* **DIRECTIONS**: Lines before the one containing "paulgessinger: I think" are left out; that line and all after it, through the end of the records, must be transcribed exactly.

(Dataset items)
PR #2489, opened 2023-09-28
perf: do not sort track state candidates with chi2 above cut-off.

goetzgaycken:
When selecting measurements for the next ckf step, only sort
the candidate track states with chi2 below the cut-off by chi2.

This is a minor improvement which reduces the track finding time
of the ckf in ttbar PU200 with the ITK detector by 1-2%. It does not
have any impact on the tracks found by the ckf.

### DIFF
--- a/Core/include/Acts/TrackFinding/MeasurementSelector.hpp
+++ b/Core/include/Acts/TrackFinding/MeasurementSelector.hpp
@@ -24,6 +24,7 @@
 #include <limits>
 #include <utility>
 #include <vector>
+#include <cassert>
 
 namespace Acts {
 
@@ -106,60 +107,81 @@ class MeasurementSelector {
       return CombinatorialKalmanFilterError::MeasurementSelectionFailed;
     }
 
+    assert( !cuts->chi2CutOff.empty() );
+    const auto& chi2CutOff = cuts->chi2CutOff;
+    auto maxChi2Cut  = *std::max_element(chi2CutOff.begin(), chi2CutOff.end());
     double minChi2 = std::numeric_limits<double>::max();
     size_t minIndex = 0;
-    size_t index = 0;
-    // Loop over all measurements to select the compatible measurements
-    for (auto& trackState : candidates) {
-      // Take the parameter covariance
-      // const auto predicted = tackState.predicted();
-      // const auto predictedCovariance = trackState.predictedCovariance();
-
-      double chi2 = calculateChi2(
-          // This abuses an incorrectly sized vector / matrix to access the
-          // data pointer! This works (don't use the matrix as is!), but be
-          // careful!
-          trackState
-              .template calibrated<MultiTrajectoryTraits::MeasurementSizeMax>()
-              .data(),
-          trackState
-              .template calibratedCovariance<
-                  MultiTrajectoryTraits::MeasurementSizeMax>()
-              .data(),
-          trackState.predicted(), trackState.predictedCovariance(),
-          trackState.projector(), trackState.calibratedSize());
-
-      trackState.chi2() = chi2;
-
-      // Search for the measurement with the min chi2
-      if (chi2 < minChi2) {
-        minChi2 = chi2;
-        minIndex = index;
-      }
-
-      index++;
-    }
-
-    const auto& chi2CutOff = cuts->chi2CutOff;
-
+    auto trackStateIterEnd = candidates.end();
     {
-      // If there is no selected measurement, return the measurement with the
-      // best chi2 and tag it as an outlier
-      const auto bestIt = std::next(candidates.begin(), minIndex);
-      const auto chi2 = bestIt->chi2();
-      const auto chi2Cut =
-          VariableCut<traj_t>(*bestIt, cuts, chi2CutOff, logger);
-      ACTS_VERBOSE("Chi2: " << chi2 << ", max: " << chi2Cut);
-      if (chi2 >= chi2Cut) {
-        ACTS_VERBOSE(
-            "No measurement candidate. Return an outlier measurement.");
-        isOutlier = true;
-        // return single item range, no sorting necessary
-        return Result::success(std::pair{bestIt, std::next(bestIt, 1)});
-      }
+       auto trackStateIter = candidates.begin();
+       // Loop over all measurements to select the compatible measurements
+       // Sort track states which do not satisfy the chi2 cut to the end.
+       // When done trackStateIterEnd will point to the first element that
+       // does not satisfy the chi2 cut.
+       assert(trackStateIter != trackStateIterEnd);
+       for (;;) {
+          // Take the parameter covariance
+          // const auto predicted = tackState.predicted();
+          // const auto predictedCovariance = trackState.predictedCovariance();
+
+          double chi2 = calculateChi2(
+            // This abuses an incorrectly sized vector / matrix to access the
+            // data pointer! This works (don't use the matrix as is!), but be
+            // careful!
+            trackStateIter
+                ->template calibrated<MultiTrajectoryTraits::MeasurementSizeMax>()
+                .data(),
+            trackStateIter
+                ->template calibratedCovariance<
+                    MultiTrajectoryTraits::MeasurementSizeMax>()
+                .data(),
+            trackStateIter->predicted(), trackStateIter->predictedCovariance(),
+            trackStateIter->projector(), trackStateIter->calibratedSize());
+
+          trackStateIter->chi2() = chi2;
+
+          // only consider track states which pass the chi2 cut
+          if (chi2 >= maxChi2Cut || chi2 >= VariableCut<traj_t>(*trackStateIter, cuts, chi2CutOff, logger) ) {
+             --trackStateIterEnd;
+             // still check whether the element has the smallest chi2 in case an outlier is returned.
+             if (chi2<minChi2) {
+                minChi2 = chi2;
+                // the current element will be swapped with the last unchecked element if they are
+                // different
+                minIndex = std::distance(candidates.begin(),trackStateIterEnd);
+             }
+
+             if (trackStateIter == trackStateIterEnd) {
+                break;
+             }
+             else {
+                // swap rejected element with last element in list
+                std::swap(*trackStateIter,*trackStateIterEnd);
+             }
+          }
+          else {
+             // Search for the measurement with the min chi2
+             // @if there is a track state which passes the cut-off there is
+             // no need to remember the track state with the smallest chi2.
+             ++trackStateIter;
+             if (trackStateIter == trackStateIterEnd) break;
+          }
+       }
     }
 
-    std::sort(candidates.begin(), candidates.end(),
+
+    // If there are no measurements below the chi2 cut off, return the measurement with the
+    // best chi2 and tag it as an outlier
+    if (candidates.begin() == trackStateIterEnd) {
+      const auto bestIt = std::next(candidates.begin(), minIndex);
+      ACTS_VERBOSE("No measurement candidate. Return an outlier measurement chi2=" << bestIt->chi2());
+      isOutlier = true;
+      // return single item range, no sorting necessary
+      return Result::success(std::pair{bestIt, std::next(bestIt, 1)});
+    }
+
+    std::sort(candidates.begin(), trackStateIterEnd,
               [](const auto& tsa, const auto& tsb) {
                 return tsa.chi2() < tsb.chi2();
               });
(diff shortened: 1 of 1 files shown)


Core/include/Acts/TrackFinding/MeasurementSelector.hpp
```diff
@@ -106,60 +107,81 @@ class MeasurementSelector {
...
+                ->template calibratedCovariance<
+                    MultiTrajectoryTraits::MeasurementSizeMax>()
+                .data(),
+            trackStateIter->predicted(), trackStateIter->predictedCovariance(),
+            trackStateIter->projector(), trackStateIter->calibratedSize());
+
+          trackStateIter->chi2() = chi2;
+
+          // only consider track states which pass the chi2 cut
+          if (chi2 >= maxChi2Cut || chi2 >= VariableCut<traj_t>(*trackStateIter, cuts, chi2CutOff, logger) ) {
```
paulgessinger, line 145: `VariableCut<traj_t>(*trackStateIter, cuts, chi2CutOff, logger)` could probably be constructed outside of the loop.

Core/include/Acts/TrackFinding/MeasurementSelector.hpp
```diff
@@ -106,60 +107,81 @@ class MeasurementSelector {
...
+             --trackStateIterEnd;
+             // still check whether the element has the smallest chi2 in case an outlier is returned.
+             if (chi2<minChi2) {
+                minChi2 = chi2;
+                // the current element will be swapped with the last unchecked element if they are
+                // different
+                minIndex = trackStateIterEnd-candidates.begin();
```
paulgessinger, line 152: I didn't know that `vector` iterators support this. Maybe still better to use `std::distance`?

Core/include/Acts/TrackFinding/MeasurementSelector.hpp
```diff
@@ -106,60 +107,81 @@ class MeasurementSelector {
...
-      index++;
+    auto trackStateIterEnd = candidates.end();
+    {
+       auto trackStateIter = candidates.begin();
+       // Loop over all measurements to select the compatible measurements
+       // Sort track states which do not satisfy the chi2 cut to the end.
+       // When done trackStateIterEnd will point to the first element that
+       // does not satisfy the chi2 cut.
+       assert(trackStateIter != trackStateIterEnd);
+       for (;;) {
```
paulgessinger, line 123: I suppose this could still be
```suggestion
       for (trackStateIter = candidates.begin();trackStateIter != trackStateIterEnd;) {
```
? It's still potentially an infinite loop (if the loop body is bugged) but a bit more explicit up top?

Core/include/Acts/TrackFinding/MeasurementSelector.hpp
```diff
@@ -106,60 +107,81 @@ class MeasurementSelector {
...
+                // different
+                minIndex = trackStateIterEnd-candidates.begin();
+             }
+
+             if (trackStateIter == trackStateIterEnd) {
+                break;
+             }
+             else {
+                // swap rejected element with last element in list
+                std::swap(*trackStateIter,*trackStateIterEnd);
```
paulgessinger, line 160: Ok and just for my understanding, you pull in the `End` here above, so that's how you accumulate rejected elements at the end, right?

Core/include/Acts/TrackFinding/MeasurementSelector.hpp
```diff
@@ -168,30 +190,16 @@ class MeasurementSelector {
     const auto numMeasurementsCut = VariableCut<traj_t>(
         *candidates.begin(), cuts, cuts->numMeasurementsCutOff, logger);
 
-    auto endIterator = candidates.begin();
-    auto maxIterator = candidates.end();
-    if (candidates.size() > numMeasurementsCut && numMeasurementsCut > 0) {
-      maxIterator = std::next(candidates.begin(), numMeasurementsCut);
+    if ( static_cast<std::size_t>(std::distance(candidates.begin(),trackStateIterEnd)) > numMeasurementsCut && numMeasurementsCut > 0) {
+       trackStateIterEnd = std::next(candidates.begin(), numMeasurementsCut);
```
paulgessinger, line 194: Minor point and irrelevant for `std::vector`: if `numMeasurementsCut > 0` comes first, the call to `std::distance` can be avoided if that's not the case.

Actually: if `numMeasurementsCut` is 0 we can probably early return from the function anyway?

paulgessinger (commented):
Very nice!
Can you revert the changes to `.zenodo.json`, `CITATION.cff` and `version_number`? Those are only modified in the releases branch.

andiwand (commented):
the commit history looks a bit busy. may be worth to rebase the changes to the main branch and force push

paulgessinger:
@andiwand It's just based off of the tag. If the three files are reverted and we squash-and-merge, the other commits should go away anyway.

goetzgaycken:
> Very nice! Can you revert the changes to `.zenodo.json`, `CITATION.cff` and `version_number`? Those are only modified in the releases branch.

Strange the PR should only modify  Core/include/Acts/TrackFinding/MeasurementSelector.hpp. Maybe the problem is that it is based on v29.2. Hopefully a rebase will fix that

Core/include/Acts/TrackFinding/MeasurementSelector.hpp
goetzgaycken: With future changes the loop could be turned into an infinite loop, In the current state either the front iterator or the end iterator are advanced and in each loop iteration the distance shrinks. both branches will break the loop if the distance is zero. Before the first iteration the loop cannot be empty because the entry requires that candiates is not empty. Not that it matters much wrt. the other computations but it would still add and extra comparison which was already done.
I could change it to:
```
for(  auto trackStateIter = candidates.begin(); ;) {
     assert(trackStateIter != trackStateIterEnd);
}
```
to make the intention clear.

Core/include/Acts/TrackFinding/MeasurementSelector.hpp
goetzgaycken: Yes, all elements with too large chi2 will be moved to the end. This partitions the vector into a part with elements that pass the chi2 cut and the upper part with elements which do not pass the chi2 cut. In principle one could, I guess, just ignore the elements which do not pass the chi2 cut with the exception of the element which has the minimum chi2. So a simple one way copy would be good enough. But I suppose that would make it a bit more complicated.

Core/include/Acts/TrackFinding/MeasurementSelector.hpp
goetzgaycken: If distance was an expensive operation this would be worthwhile, but likely distance is cheaper than the comparison. 
This is mustly just:
`return std::next(candidates.begin(), min( numMeasurementsCut,s_c<>( std::distance(candidates.begin(),trackStateIterEnd))) );`
one cannot return much earlier.

Core/include/Acts/TrackFinding/MeasurementSelector.hpp
goetzgaycken: This depends on *trackStateIter which chages with each iteration.

goetzgaycken:
update from e672b18cc83c655dea48ee30a0bf57b110883f8c to e5d3d602f6a09c19c91b08e96c3f1d083e7a85f3
- reapplied changes to main
- use distance instead of iterator arithmetic for minIndex

Core/include/Acts/TrackFinding/MeasurementSelector.hpp
paulgessinger: `std::distance` is O(1) for `vector`, but not for other containers. But yeah, in this case it does not matter, really.

paulgessinger:
`clang-format` still complains about the `MeasurementSelector.hpp` formatting. Can you fix that?

Core/include/Acts/TrackFinding/MeasurementSelector.hpp
```diff
@@ -106,60 +107,85 @@ class MeasurementSelector {
       return CombinatorialKalmanFilterError::MeasurementSelectionFailed;
     }
 
+    assert(!cuts->chi2CutOff.empty());
+    const auto& chi2CutOff = cuts->chi2CutOff;
+    auto maxChi2Cut = *std::max_element(chi2CutOff.begin(), chi2CutOff.end());
```
andiwand, line 112: I wonder if we should add a global maximum to the config. that way we would not need to look for the maximum all the time

Core/include/Acts/TrackFinding/MeasurementSelector.hpp
```diff
@@ -106,60 +107,85 @@ class MeasurementSelector {
...
+      // Loop over all measurements to select the compatible measurements
+      // Sort track states which do not satisfy the chi2 cut to the end.
+      // When done trackStateIterEnd will point to the first element that
+      // does not satisfy the chi2 cut.
+      assert(trackStateIter != trackStateIterEnd);
+      for (;;) {
+        // Take the parameter covariance
+        // const auto predicted = tackState.predicted();
+        // const auto predictedCovariance = trackState.predictedCovariance();
+
```
andiwand, line 127: dead code?
```suggestion
```

Core/include/Acts/TrackFinding/MeasurementSelector.hpp
```diff
@@ -106,60 +107,85 @@ class MeasurementSelector {
...
-        minChi2 = chi2;
-        minIndex = index;
+    auto trackStateIterEnd = candidates.end();
+    {
+      auto trackStateIter = candidates.begin();
+      // Loop over all measurements to select the compatible measurements
+      // Sort track states which do not satisfy the chi2 cut to the end.
+      // When done trackStateIterEnd will point to the first element that
+      // does not satisfy the chi2 cut.
+      assert(trackStateIter != trackStateIterEnd);
```
andiwand, line 122: this will always be `false` no? since we check `candidates.empty()` above
```suggestion
```

Core/include/Acts/TrackFinding/MeasurementSelector.hpp
```diff
@@ -106,60 +107,85 @@ class MeasurementSelector {
...
+            // swap rejected element with last element in list
+            std::swap(*trackStateIter, *trackStateIterEnd);
+          }
+        } else {
+          // Search for the measurement with the min chi2
+          // @if there is a track state which passes the cut-off there is
+          // no need to remember the track state with the smallest chi2.
+          ++trackStateIter;
+          if (trackStateIter == trackStateIterEnd)
+            break;
```
andiwand, line 171:
```suggestion
          if (trackStateIter == trackStateIterEnd) {
            break;
          }
```

Core/include/Acts/TrackFinding/MeasurementSelector.hpp
```diff
@@ -106,60 +107,85 @@ class MeasurementSelector {
...
-          trackState.predicted(), trackState.predictedCovariance(),
-          trackState.projector(), trackState.calibratedSize());
-
-      trackState.chi2() = chi2;
-
-      // Search for the measurement with the min chi2
-      if (chi2 < minChi2) {
-        minChi2 = chi2;
-        minIndex = index;
+    auto trackStateIterEnd = candidates.end();
```
andiwand, line 115: @paulgessinger do the track states share the predicted parameters and covariances?

I would have expected that we only get one prediction and all the measurements and then chose on the measurements

paulgessinger: I believe the track states share the predicted parameters and covariances, yes.

Core/include/Acts/TrackFinding/MeasurementSelector.hpp
goetzgaycken: would make sense to me.

Core/include/Acts/TrackFinding/MeasurementSelector.hpp
goetzgaycken: But old out-commented code for @paulgessinger  to decide.

Core/include/Acts/TrackFinding/MeasurementSelector.hpp
goetzgaycken: - Yes unless the code is altered. It is just there to state the intention.

Core/include/Acts/TrackFinding/MeasurementSelector.hpp
paulgessinger: I think this is a leftover from when I factorized out the chi2 calculation. I think this can go.

goetzgaycken:
> `clang-format` still complains about the `MeasurementSelector.hpp` formatting. Can you fix that?

ok

paulgessinger:
@goetzgaycken I pushed a commit with fixed formatting earlier, sorry.

andiwand (approved):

* **EXERCISE ANSWER**:
paulgessinger: I think this is a leftover from when I factorized out the chi2 calculation. I think this can go.

goetzgaycken:
> `clang-format` still complains about the `MeasurementSelector.hpp` formatting. Can you fix that?

ok

paulgessinger:
@goetzgaycken I pushed a commit with fixed formatting earlier, sorry.

andiwand (approved):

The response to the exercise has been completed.